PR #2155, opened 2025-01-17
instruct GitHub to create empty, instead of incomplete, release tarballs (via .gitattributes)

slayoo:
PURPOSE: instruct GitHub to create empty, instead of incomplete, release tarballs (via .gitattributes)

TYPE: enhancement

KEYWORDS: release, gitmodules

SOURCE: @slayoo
————
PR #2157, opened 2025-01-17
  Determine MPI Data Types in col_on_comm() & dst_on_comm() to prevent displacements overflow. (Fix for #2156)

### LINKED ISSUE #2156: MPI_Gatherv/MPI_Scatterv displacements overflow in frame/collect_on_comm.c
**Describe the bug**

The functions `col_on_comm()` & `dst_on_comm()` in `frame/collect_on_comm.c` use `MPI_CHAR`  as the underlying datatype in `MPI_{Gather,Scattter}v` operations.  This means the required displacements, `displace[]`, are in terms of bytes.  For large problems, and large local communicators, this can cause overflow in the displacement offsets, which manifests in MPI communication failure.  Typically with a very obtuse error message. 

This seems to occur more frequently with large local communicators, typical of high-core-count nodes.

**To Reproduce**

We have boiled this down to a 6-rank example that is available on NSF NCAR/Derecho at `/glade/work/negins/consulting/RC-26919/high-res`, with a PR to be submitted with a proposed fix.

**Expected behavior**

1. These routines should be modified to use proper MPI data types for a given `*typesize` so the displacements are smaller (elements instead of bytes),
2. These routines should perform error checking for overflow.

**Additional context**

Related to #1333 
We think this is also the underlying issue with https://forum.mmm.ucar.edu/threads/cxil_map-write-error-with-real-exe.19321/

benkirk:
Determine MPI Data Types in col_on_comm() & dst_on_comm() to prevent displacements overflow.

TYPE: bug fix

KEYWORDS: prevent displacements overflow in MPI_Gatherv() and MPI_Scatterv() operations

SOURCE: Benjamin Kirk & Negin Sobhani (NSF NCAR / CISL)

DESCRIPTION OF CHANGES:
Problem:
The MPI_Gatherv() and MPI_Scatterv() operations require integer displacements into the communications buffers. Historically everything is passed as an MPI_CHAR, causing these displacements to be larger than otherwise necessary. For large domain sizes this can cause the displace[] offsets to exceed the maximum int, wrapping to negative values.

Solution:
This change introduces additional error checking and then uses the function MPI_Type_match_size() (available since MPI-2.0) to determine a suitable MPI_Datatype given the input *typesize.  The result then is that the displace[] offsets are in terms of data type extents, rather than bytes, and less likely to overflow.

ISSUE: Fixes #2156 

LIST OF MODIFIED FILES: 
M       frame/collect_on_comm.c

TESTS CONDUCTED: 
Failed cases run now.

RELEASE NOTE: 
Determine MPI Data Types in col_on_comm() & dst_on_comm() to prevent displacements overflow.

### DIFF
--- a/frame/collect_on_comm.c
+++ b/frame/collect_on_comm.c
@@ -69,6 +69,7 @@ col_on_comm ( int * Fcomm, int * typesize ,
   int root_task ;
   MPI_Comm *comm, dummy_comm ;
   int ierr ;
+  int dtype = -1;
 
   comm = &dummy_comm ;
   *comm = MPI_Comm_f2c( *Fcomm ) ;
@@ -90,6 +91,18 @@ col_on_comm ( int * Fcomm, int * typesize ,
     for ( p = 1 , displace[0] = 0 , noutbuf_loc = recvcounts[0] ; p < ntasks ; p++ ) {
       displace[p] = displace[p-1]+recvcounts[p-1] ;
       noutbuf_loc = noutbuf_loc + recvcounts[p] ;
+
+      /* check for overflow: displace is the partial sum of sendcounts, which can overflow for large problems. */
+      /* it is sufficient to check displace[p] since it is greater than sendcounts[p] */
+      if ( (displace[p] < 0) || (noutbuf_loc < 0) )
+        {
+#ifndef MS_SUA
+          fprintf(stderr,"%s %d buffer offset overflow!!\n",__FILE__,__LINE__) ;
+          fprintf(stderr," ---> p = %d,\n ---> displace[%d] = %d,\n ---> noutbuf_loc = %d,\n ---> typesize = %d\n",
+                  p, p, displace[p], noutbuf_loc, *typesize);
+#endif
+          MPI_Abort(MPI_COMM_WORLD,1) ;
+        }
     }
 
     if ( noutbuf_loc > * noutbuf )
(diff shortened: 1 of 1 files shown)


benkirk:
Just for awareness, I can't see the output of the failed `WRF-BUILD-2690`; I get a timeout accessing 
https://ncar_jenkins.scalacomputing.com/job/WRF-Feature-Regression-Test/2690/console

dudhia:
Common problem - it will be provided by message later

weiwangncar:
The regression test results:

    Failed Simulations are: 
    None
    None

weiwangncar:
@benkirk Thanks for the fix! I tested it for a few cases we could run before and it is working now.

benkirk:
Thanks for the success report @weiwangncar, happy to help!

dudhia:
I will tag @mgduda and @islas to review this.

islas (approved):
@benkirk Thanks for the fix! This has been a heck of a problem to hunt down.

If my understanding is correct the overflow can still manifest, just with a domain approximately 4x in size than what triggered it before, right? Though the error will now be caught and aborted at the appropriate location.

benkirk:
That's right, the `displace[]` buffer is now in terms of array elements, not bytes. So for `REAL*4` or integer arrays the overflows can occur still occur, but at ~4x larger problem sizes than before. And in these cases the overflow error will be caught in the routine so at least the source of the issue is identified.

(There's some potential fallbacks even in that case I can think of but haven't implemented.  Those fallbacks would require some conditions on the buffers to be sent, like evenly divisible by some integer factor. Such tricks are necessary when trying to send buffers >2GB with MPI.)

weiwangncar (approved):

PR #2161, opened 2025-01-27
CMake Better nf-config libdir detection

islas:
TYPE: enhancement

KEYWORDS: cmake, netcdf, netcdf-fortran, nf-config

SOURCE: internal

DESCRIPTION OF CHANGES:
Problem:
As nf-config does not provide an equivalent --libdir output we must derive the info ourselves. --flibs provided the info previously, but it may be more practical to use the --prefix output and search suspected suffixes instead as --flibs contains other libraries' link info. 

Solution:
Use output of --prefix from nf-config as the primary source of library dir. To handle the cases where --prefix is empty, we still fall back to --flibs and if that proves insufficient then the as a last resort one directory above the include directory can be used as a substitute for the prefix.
————
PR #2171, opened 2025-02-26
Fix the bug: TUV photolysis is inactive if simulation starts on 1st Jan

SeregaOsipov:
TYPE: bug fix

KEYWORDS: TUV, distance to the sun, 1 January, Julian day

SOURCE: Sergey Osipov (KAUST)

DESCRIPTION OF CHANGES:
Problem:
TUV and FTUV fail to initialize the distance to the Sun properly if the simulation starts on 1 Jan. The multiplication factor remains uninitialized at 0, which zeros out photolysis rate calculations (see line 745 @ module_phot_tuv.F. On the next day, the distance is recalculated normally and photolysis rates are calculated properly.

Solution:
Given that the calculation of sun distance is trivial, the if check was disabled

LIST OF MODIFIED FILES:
————
EXERCISE DIRECTIONS: In the entries above, the lines between the one holding "PR #2155, opened 2025-01-17" and the one holding "SOURCE: @slayoo", inclusive, are to be printed exactly as written, and those alone.

RESULT OF THIS EXERCISE:
PR #2155, opened 2025-01-17
instruct GitHub to create empty, instead of incomplete, release tarballs (via .gitattributes)

slayoo:
PURPOSE: instruct GitHub to create empty, instead of incomplete, release tarballs (via .gitattributes)

TYPE: enhancement

KEYWORDS: release, gitmodules

SOURCE: @slayoo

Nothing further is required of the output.